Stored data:

Content starts

PR #5957, opened 2018-10-10
overlord/snapshotstate/backend: fall back on sudo when no runuser

chipaca:
Without this change, snapshots don't work on 14.04.

### DIFF
--- a/overlord/snapshotstate/backend/helpers.go
+++ b/overlord/snapshotstate/backend/helpers.go
@@ -171,35 +171,39 @@ func pickUserWrapper() string {
 	return ""
 }
 
-var sudo = pickUserWrapper()
+var userWrapper = pickUserWrapper()
 
-// maybeRunuserCommand returns an exec.Cmd that will, if the current
-// effective user id is 0 and username is not "root", call runuser(1)
-// (or sudo(8) if runuser(1) isn't available) to change to the given
-// username before running the given command.
+// tarAsUser returns an exec.Cmd that will, if the current effective user id is
+// 0 and username is not "root", and if either runuser(1) or sudo(8) are found
+// on the PATH, run tar as the given user.
 //
-// If username is "root", or the effective user id is 0, the given
-// command is passed directly to exec.Command.
+// If the effective user id is not 0, or username is "root", exec.Command is
+// used directly; changing the user id would fail (in the first case) or be a
+// no-op (in the second).
 //
-// TODO: maybe move this to osutil
-func maybeRunuserCommand(username string, args ...string) *exec.Cmd {
-	if sysGeteuid() == 0 && username != "root" && sudo != "" {
-		sudoArgs := make([]string, len(args)+4)
-		copy(sudoArgs[4:], args)
-		sudoArgs[0] = sudo
-		sudoArgs[1] = "-u"
-		sudoArgs[2] = username
-		sudoArgs[3] = "--"
-		return &exec.Cmd{
-			Path: sudo,
-			Args: sudoArgs,
+// If neither runuser nor sudo are found on the path, exec.Command is also used
+// directly. This will result in tar running as root in this situation (so it
+// will fail if on NFS; I don't think there's an attack vector though).
+func tarAsUser(username string, args ...string) *exec.Cmd {
+	if sysGeteuid() == 0 && username != "root" {
+		if userWrapper != "" {
+			uwArgs := make([]string, len(args)+5)
+			copy(uwArgs[5:], args)
+			uwArgs[0] = userWrapper
+			uwArgs[1] = "-u"
+			uwArgs[2] = username
+			uwArgs[3] = "--"
+			uwArgs[4] = "tar"
+			return &exec.Cmd{
+				Path: userWrapper,
+				Args: uwArgs,
+			}
 		}
+		// TODO: use warnings instead
+		logger.Noticef("No user wrapper found; running tar for user data as root. Please make sure 'sudo' or 'runuser' (from util-linux) is on $PATH to avoid this.")
 	}
 
-	// TODO: use warnings instead
-	logger.Noticef("No user wrapper found; running tar for user data as root. Please make sure 'sudo' or 'runuser' (from util-linux) is on $PATH to avoid this.")
-
-	return exec.Command(args[0], args[1:]...)
+	return exec.Command("tar", args...)
 }
 
 func MockUserLookup(newLookup func(string) (*user.User, error)) func() {
--- a/overlord/snapshotstate/backend/helpers.go
+++ b/overlord/snapshotstate/backend/helpers.go
@@ -33,6 +33,7 @@ import (
 
 	"github.com/snapcore/snapd/client"
 	"github.com/snapcore/snapd/dirs"
+	"github.com/snapcore/snapd/logger"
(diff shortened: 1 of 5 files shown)


overlord/snapshotstate/backend/helpers.go
```diff
@@ -152,26 +152,43 @@ func allUsers() ([]*user.User, error) {
...
 // TODO: maybe move this to osutil
 func maybeRunuserCommand(username string, args ...string) *exec.Cmd {
-	if username == "root" || sys.Geteuid() != 0 {
-		// runuser only works for euid 0, and doesn't make sense for root
-		return exec.Command(args[0], args[1:]...)
+	if sysGeteuid() == 0 && username != "root" {
+		// runuser and sudo happen to work the same way in this case.
+		// The main reason to prefer runuser over sudo is that runuser
+		// is part of util-linux, which is considered essential,
+		// whereas sudo is an addon which could be removed.
```
bboozzoo: Thanks for adding a note in case we forget the reasoning again.

overlord/snapshotstate/backend/helpers.go
```diff
@@ -152,26 +152,43 @@ func allUsers() ([]*user.User, error) {
...
+		for _, cmd := range []string{"runuser", "sudo"} {
+			if lp, err := execLookPath(cmd); err == nil {
```
bboozzoo: Nitpick, looking for the actual command could be done in `sync.Once()`, eg.
```
var cmdSeekedFor sync.Once
var sudoOrRunuser string
func pickUserWrapper() {
    for _, cmd := range []string{"runuser", "sudo"} {
        if lp, err := execLookPath(cmd); err != nil {
            sudoOrRunuser = lp
            break
        }
    }
}

func maybeRunuserCommand(.....) {
    cmdSeekedFor.Do(pickUserWrapper)
    if sysGeteuid() == 0 && username != "root" && sudoOnRunuser != "" {
        ....
    }
    return exec.Command(args[0], args[1:]...)
}
```

overlord/snapshotstate/backend/helpers.go
```diff
@@ -152,26 +152,43 @@ func allUsers() ([]*user.User, error) {
...
 func maybeRunuserCommand(username string, args ...string) *exec.Cmd {
-	if username == "root" || sys.Geteuid() != 0 {
-		// runuser only works for euid 0, and doesn't make sense for root
-		return exec.Command(args[0], args[1:]...)
+	if sysGeteuid() == 0 && username != "root" {
+		// runuser and sudo happen to work the same way in this case.
+		// The main reason to prefer runuser over sudo is that runuser
+		// is part of util-linux, which is considered essential,
+		// whereas sudo is an addon which could be removed.
+		for _, cmd := range []string{"runuser", "sudo"} {
```
bboozzoo: Should we log an error/warning when neither is found?

chipaca: yes

overlord/snapshotstate/backend/helpers.go
chipaca: hm, might as well do it in `init`, n'eh?

overlord/snapshotstate/backend/helpers.go
```diff
@@ -152,26 +153,53 @@ func allUsers() ([]*user.User, error) {
...
+var (
+	sysGeteuid   = sys.Geteuid
+	execLookPath = exec.LookPath
+)
+
+func pickUserWrapper() string {
+	// runuser and sudo happen to work the same way in this case.
+	// The main reason to prefer runuser over sudo is that runuser
+	// is part of util-linux, which is considered essential,
+	// whereas sudo is an addon which could be removed.
```
zyga: Hold on, but the rationale for adding this branch is that we ... don't have runuser everywhere, right?

overlord/snapshotstate/backend/helpers.go
```diff
@@ -152,26 +153,53 @@ func allUsers() ([]*user.User, error) {
...
+	for _, cmd := range []string{"runuser", "sudo"} {
+		if lp, err := execLookPath(cmd); err == nil {
+			return lp
+		}
+	}
+	return ""
+}
+
+var sudo = pickUserWrapper()
```
zyga: I think the variable name is no longer appropriate. Perhaps `launcher`?

overlord/snapshotstate/backend/helpers.go
```diff
@@ -152,26 +153,53 @@ func allUsers() ([]*user.User, error) {
...
 // If username is "root", or the effective user id is 0, the given
 // command is passed directly to exec.Command.
 //
 // TODO: maybe move this to osutil
 func maybeRunuserCommand(username string, args ...string) *exec.Cmd {
-	if username == "root" || sys.Geteuid() != 0 {
-		// runuser only works for euid 0, and doesn't make sense for root
-		return exec.Command(args[0], args[1:]...)
+	if sysGeteuid() == 0 && username != "root" && sudo != "" {
+		sudoArgs := make([]string, len(args)+4)
```
zyga: While perhaps a little bit YAGNI for now, since I assume the code works, I would consider having the launcher be an interface with a function RunWithArgs() that encapsulates this kind of knowledge. Right now there's a hidden assumption that "sudo" behaves like sudo, down the the command line handling.

overlord/snapshotstate/backend/helpers.go
```diff
@@ -152,26 +153,53 @@ func allUsers() ([]*user.User, error) {
...
 	}
-	sudoArgs := make([]string, len(args)+3)
-	copy(sudoArgs[3:], args)
-	sudoArgs[0] = "-u"
-	sudoArgs[1] = username
-	sudoArgs[2] = "--"
 
-	return exec.Command("runuser", sudoArgs...)
+	// TODO: use warnings instead
+	logger.Noticef("No user wrapper found; running tar for user data as root. Please make sure 'sudo' or 'runuser' (from util-linux) is on $PATH to avoid this.")
```
zyga: Hmm, when this is the case what would happen? Should things just fail loudly?

chipaca: I'm not sure. It'll break on NFS and you'll get an error. Other than that it should be fine.

overlord/snapshotstate/backend/helpers.go
chipaca: I could unify things:
* `pickUserWrapper` is alright, i think
* so `sudo` -> `userWrapper`
* so `maybeRunuserCommand` -> `userWrapCommand` ?

overlord/snapshotstate/backend/helpers.go
zyga: Ah, that's a good thing to know. We can already check if home is using NFS so perhaps all of this can be optional eventually?

overlord/snapshotstate/backend/helpers.go
zyga: `runAsUser`

overlord/snapshotstate/backend/helpers.go
bboozzoo: May be worth mentioning in the comment that runuser is avaialble since util-linux 2.23 and some old systems that we support are on an even older version.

Content ends

Set aside each line above that includes the string "sync" and report it.

bboozzoo: Nitpick, looking for the actual command could be done in `sync.Once()`, eg.
var cmdSeekedFor sync.Once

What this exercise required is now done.